Supplied records:
+ + + + +
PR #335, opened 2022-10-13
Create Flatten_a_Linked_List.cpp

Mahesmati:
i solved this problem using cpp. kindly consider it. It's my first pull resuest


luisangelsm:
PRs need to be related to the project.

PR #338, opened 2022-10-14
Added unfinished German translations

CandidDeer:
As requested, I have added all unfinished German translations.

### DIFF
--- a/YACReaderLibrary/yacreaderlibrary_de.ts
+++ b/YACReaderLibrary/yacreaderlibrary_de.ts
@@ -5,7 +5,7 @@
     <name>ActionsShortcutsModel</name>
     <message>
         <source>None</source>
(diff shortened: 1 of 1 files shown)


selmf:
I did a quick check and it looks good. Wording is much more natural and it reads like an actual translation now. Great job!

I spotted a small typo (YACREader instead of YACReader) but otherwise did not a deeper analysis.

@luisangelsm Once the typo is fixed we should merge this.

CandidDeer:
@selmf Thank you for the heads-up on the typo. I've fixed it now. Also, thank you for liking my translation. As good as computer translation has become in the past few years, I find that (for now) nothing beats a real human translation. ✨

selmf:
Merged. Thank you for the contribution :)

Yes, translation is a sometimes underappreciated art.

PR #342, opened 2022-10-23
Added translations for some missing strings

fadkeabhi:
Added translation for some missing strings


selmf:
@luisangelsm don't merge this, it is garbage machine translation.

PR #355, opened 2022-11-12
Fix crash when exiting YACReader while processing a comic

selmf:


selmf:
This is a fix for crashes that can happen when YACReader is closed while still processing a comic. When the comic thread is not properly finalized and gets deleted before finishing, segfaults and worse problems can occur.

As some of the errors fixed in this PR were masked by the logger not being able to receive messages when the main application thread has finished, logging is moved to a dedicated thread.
+ + + + +
Exercise requirements: Look through the entries above, and wherever a line holds the string "opened", copy it.

Output of the task:
PR #335, opened 2022-10-13
PR #338, opened 2022-10-14
PR #342, opened 2022-10-23
PR #355, opened 2022-11-12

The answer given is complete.